_Material supplied_
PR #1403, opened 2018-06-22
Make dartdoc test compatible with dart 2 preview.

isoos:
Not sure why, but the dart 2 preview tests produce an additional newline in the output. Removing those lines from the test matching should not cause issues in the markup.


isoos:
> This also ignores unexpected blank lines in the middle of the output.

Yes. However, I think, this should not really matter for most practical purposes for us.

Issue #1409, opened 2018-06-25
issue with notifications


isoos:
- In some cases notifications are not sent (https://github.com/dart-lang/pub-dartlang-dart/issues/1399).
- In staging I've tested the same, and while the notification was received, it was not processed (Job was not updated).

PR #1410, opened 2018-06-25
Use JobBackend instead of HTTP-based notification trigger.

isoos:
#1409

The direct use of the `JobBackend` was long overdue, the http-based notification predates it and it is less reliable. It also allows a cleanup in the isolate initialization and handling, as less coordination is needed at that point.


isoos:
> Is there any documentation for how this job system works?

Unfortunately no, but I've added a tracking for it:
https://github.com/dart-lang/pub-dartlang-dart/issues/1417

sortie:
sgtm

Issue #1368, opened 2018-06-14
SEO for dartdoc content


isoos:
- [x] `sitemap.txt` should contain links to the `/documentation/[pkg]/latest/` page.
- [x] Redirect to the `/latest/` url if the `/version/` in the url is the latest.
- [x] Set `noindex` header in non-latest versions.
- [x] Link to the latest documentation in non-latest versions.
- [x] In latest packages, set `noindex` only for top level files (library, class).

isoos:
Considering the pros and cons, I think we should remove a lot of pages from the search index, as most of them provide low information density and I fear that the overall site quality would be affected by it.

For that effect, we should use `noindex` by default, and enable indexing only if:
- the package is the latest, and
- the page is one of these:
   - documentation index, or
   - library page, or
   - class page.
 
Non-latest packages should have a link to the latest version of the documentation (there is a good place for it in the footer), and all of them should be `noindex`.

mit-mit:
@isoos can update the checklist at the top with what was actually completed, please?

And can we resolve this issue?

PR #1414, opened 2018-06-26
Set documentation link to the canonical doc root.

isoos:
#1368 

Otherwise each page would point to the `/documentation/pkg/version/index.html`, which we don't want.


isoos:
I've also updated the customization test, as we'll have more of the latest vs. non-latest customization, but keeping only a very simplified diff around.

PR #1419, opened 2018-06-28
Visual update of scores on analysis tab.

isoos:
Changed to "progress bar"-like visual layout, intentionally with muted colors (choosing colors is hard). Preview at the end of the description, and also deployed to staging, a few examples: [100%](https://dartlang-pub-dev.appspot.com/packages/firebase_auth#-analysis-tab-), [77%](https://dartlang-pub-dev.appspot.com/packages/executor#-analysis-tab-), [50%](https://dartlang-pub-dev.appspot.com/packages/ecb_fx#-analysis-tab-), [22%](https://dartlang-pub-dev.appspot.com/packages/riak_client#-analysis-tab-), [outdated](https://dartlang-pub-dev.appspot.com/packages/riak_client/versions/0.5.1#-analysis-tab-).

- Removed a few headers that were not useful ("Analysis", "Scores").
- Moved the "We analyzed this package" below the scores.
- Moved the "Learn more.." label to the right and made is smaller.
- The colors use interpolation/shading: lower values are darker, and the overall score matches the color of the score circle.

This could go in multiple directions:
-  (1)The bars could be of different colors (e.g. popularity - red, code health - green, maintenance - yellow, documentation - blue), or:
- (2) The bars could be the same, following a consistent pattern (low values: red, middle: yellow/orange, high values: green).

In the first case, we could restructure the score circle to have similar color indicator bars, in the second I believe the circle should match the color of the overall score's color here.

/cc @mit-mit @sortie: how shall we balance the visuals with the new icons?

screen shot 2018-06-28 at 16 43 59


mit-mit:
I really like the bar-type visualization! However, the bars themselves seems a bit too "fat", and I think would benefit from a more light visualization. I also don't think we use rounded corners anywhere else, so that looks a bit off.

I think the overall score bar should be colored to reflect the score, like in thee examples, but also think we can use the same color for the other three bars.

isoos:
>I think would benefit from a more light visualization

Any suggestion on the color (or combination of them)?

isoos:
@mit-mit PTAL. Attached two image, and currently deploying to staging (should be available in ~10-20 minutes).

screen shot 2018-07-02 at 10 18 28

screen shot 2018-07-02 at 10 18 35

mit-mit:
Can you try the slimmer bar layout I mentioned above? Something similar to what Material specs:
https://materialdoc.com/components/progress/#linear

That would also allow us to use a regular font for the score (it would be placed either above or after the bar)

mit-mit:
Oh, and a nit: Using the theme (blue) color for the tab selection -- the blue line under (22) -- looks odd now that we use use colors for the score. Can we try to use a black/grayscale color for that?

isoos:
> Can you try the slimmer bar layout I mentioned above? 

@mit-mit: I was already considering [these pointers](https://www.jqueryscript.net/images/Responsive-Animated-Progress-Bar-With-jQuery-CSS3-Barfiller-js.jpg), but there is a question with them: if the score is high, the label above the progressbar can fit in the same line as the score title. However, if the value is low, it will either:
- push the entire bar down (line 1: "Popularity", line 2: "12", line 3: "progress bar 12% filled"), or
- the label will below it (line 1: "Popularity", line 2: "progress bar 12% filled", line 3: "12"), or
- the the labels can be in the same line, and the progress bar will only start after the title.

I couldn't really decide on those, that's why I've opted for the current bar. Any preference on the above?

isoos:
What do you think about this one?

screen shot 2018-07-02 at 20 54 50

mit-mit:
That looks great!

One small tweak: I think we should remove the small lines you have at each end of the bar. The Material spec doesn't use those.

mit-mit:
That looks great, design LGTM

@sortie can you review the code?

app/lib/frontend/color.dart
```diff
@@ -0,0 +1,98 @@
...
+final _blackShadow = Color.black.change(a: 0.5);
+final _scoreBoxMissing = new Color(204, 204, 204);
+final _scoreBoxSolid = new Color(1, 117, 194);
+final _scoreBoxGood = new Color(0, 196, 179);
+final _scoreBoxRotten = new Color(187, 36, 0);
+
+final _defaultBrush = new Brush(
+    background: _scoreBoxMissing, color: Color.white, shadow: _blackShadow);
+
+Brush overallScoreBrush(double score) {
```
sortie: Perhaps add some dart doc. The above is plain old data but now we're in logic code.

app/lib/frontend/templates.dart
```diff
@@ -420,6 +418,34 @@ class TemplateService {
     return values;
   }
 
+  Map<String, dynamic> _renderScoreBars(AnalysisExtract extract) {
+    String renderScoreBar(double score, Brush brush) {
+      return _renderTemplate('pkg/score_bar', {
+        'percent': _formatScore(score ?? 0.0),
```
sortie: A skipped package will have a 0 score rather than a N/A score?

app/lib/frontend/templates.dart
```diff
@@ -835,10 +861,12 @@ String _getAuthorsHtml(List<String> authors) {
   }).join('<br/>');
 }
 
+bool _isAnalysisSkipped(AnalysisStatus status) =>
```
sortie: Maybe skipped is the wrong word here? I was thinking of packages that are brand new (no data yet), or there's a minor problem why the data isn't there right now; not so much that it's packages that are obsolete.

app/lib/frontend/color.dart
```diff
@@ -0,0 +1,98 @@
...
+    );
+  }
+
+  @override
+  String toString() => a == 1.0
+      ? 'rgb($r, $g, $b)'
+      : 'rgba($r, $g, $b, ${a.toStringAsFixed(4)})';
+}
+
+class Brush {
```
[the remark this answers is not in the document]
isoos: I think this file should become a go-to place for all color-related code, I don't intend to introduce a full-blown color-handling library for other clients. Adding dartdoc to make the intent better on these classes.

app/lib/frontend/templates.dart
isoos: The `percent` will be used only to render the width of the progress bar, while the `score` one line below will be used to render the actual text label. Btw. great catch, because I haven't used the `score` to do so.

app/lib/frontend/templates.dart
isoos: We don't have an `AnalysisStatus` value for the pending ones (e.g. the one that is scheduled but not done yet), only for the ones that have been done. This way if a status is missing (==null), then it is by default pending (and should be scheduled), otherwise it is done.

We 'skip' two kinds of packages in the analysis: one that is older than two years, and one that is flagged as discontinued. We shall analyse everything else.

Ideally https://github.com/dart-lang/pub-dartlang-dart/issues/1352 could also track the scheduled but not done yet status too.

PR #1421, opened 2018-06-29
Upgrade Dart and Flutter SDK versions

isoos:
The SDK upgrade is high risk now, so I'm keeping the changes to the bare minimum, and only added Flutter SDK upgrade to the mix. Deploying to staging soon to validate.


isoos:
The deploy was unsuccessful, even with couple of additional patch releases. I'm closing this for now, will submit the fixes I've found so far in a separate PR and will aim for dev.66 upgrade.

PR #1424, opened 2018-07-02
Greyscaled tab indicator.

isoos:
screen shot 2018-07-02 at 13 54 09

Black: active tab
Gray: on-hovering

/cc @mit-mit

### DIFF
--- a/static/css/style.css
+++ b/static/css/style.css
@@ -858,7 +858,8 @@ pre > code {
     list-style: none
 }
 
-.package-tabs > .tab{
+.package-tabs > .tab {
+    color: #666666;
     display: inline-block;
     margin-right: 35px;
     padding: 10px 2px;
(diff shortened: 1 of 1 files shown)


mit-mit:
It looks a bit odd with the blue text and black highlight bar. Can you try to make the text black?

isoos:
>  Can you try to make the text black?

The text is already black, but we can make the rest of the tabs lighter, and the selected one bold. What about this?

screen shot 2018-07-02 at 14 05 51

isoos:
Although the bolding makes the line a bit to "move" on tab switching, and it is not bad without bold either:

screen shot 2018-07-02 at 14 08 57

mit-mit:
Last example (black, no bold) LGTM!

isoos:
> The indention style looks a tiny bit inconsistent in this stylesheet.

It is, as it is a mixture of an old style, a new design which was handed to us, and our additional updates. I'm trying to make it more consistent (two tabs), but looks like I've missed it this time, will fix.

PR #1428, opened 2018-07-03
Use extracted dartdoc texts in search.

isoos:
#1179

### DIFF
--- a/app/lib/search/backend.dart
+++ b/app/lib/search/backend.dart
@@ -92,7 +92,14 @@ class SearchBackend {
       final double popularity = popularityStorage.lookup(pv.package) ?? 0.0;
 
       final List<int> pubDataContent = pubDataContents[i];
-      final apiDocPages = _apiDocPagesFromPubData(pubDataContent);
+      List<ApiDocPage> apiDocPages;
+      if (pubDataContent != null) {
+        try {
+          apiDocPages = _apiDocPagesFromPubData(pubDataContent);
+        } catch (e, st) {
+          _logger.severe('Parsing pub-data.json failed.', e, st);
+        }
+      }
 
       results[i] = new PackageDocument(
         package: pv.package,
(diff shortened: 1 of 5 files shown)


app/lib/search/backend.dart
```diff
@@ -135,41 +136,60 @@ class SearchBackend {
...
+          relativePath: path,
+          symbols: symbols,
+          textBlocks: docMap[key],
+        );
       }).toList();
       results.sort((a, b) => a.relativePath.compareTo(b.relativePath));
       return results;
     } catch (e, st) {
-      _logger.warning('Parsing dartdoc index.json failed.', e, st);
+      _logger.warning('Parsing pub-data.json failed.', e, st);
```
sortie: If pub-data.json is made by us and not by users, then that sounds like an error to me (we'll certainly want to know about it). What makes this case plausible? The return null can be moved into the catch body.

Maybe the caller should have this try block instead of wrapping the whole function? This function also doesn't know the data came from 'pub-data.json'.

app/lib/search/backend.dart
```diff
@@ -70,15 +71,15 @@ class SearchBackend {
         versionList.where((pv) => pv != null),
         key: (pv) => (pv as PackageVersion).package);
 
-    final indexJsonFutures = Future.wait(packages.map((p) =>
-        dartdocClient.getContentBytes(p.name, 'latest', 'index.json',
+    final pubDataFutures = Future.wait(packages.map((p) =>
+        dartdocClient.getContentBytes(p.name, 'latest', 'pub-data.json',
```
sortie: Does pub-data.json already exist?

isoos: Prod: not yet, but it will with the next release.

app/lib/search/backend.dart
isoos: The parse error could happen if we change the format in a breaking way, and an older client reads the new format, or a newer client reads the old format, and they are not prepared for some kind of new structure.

_Aim of the task_
Everything from the first line of the entries above through the line with "PR #1410, opened 2018-06-25" is to be reproduced exactly, and nothing else.

_Answer to the problem_
PR #1403, opened 2018-06-22
Make dartdoc test compatible with dart 2 preview.

isoos:
Not sure why, but the dart 2 preview tests produce an additional newline in the output. Removing those lines from the test matching should not cause issues in the markup.


isoos:
> This also ignores unexpected blank lines in the middle of the output.

Yes. However, I think, this should not really matter for most practical purposes for us.

Issue #1409, opened 2018-06-25
issue with notifications


isoos:
- In some cases notifications are not sent (https://github.com/dart-lang/pub-dartlang-dart/issues/1399).
- In staging I've tested the same, and while the notification was received, it was not processed (Job was not updated).

PR #1410, opened 2018-06-25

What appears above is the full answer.